:: EXERCISE PROMPT ::
Carry over every entry exactly as it appears in the records.

┌──

PR #349, opened 2025-12-04
style: add automated code formatters

### LINKED ISSUE #339: Add Automated Code Formatters
We currently don't use automated code formatters, leading to inconsistent formatting and manual formatting effort.

Should we establish one for each language? Or establish one just for the bitcoinfuzz framework files (cpp) for now?

erickcestari:
I've used the black formatter to format python code, since pylint doesn't work as a formatter.

Formatters used:

clang-format: for C code, header files and C++ code.
black: python
ktlint: kotlin
google-java-format: java
dotnet format: C#
rustfmt: rust
gofmt: go

Closes: #339


modules/bitcoin/module.cpp
```diff
@@ -87,7 +85,8 @@ struct TestData {
     std::map<std::vector<unsigned char>, std::vector<unsigned char>> hash160_preimages;
 
     //! Set the precomputed data.
-    void Init() {
+    void Init()
+    {
```
morehouse: Why does `clang-format` put the curly brace on a new line for functions in this file but not others?

erickcestari: > Why does `clang-format` put the curly brace on a new line for functions in this file but not others?

Because of the file [.clang-format](https://github.com/bitcoinfuzz/bitcoinfuzz/blob/v2/modules/bitcoin/.clang-format) file inside the bitcoin module. The others are being formatted with the 'LLVM" default style 

Should we force to be in the LLVM style? Using the command `clang-format --style="LLVM" -i ./module.cpp ./module.h`?

morehouse: No, I don't think so.  Most of these files are copied from Bitcoin Core, and we don't want to have to reformat every time they're updated.

morehouse (approved):
LGTM

modules/bitcoin/module.cpp
erickcestari: > No, I don't think so. Most of these files are copied from Bitcoin Core, and we don't want to have to reformat every time they're updated.

The bitcoin core will not be formatted. It'll only format bitcoinfuzz code, in case of bitcoin core module it will format module.cpp and module.h

erickcestari: I've removed the clang-format file and formatted with the default clang-format. If you want, I can undo.

morehouse (approved):
ACK 7f9000564a84b8af4076d23b789d902727719d1f

brunoerg (approved):
code review ACK 7f9000564a84b8af4076d23b789d902727719d1f

brunoerg:
CI failure is unrelated.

└──

:: PROBLEM SOLUTION ::
PR #349, opened 2025-12-04
style: add automated code formatters

### LINKED ISSUE #339: Add Automated Code Formatters
We currently don't use automated code formatters, leading to inconsistent formatting and manual formatting effort.

Should we establish one for each language? Or establish one just for the bitcoinfuzz framework files (cpp) for now?

erickcestari:
I've used the black formatter to format python code, since pylint doesn't work as a formatter.

Formatters used:

clang-format: for C code, header files and C++ code.
black: python
ktlint: kotlin
google-java-format: java
dotnet format: C#
rustfmt: rust
gofmt: go

Closes: #339


modules/bitcoin/module.cpp
```diff
@@ -87,7 +85,8 @@ struct TestData {
     std::map<std::vector<unsigned char>, std::vector<unsigned char>> hash160_preimages;
 
     //! Set the precomputed data.
-    void Init() {
+    void Init()
+    {
```
morehouse: Why does `clang-format` put the curly brace on a new line for functions in this file but not others?

erickcestari: > Why does `clang-format` put the curly brace on a new line for functions in this file but not others?

Because of the file [.clang-format](https://github.com/bitcoinfuzz/bitcoinfuzz/blob/v2/modules/bitcoin/.clang-format) file inside the bitcoin module. The others are being formatted with the 'LLVM" default style 

Should we force to be in the LLVM style? Using the command `clang-format --style="LLVM" -i ./module.cpp ./module.h`?

morehouse: No, I don't think so.  Most of these files are copied from Bitcoin Core, and we don't want to have to reformat every time they're updated.

morehouse (approved):
LGTM

modules/bitcoin/module.cpp
erickcestari: > No, I don't think so. Most of these files are copied from Bitcoin Core, and we don't want to have to reformat every time they're updated.

The bitcoin core will not be formatted. It'll only format bitcoinfuzz code, in case of bitcoin core module it will format module.cpp and module.h

erickcestari: I've removed the clang-format file and formatted with the default clang-format. If you want, I can undo.

morehouse (approved):
ACK 7f9000564a84b8af4076d23b789d902727719d1f

brunoerg (approved):
code review ACK 7f9000564a84b8af4076d23b789d902727719d1f

brunoerg:
CI failure is unrelated.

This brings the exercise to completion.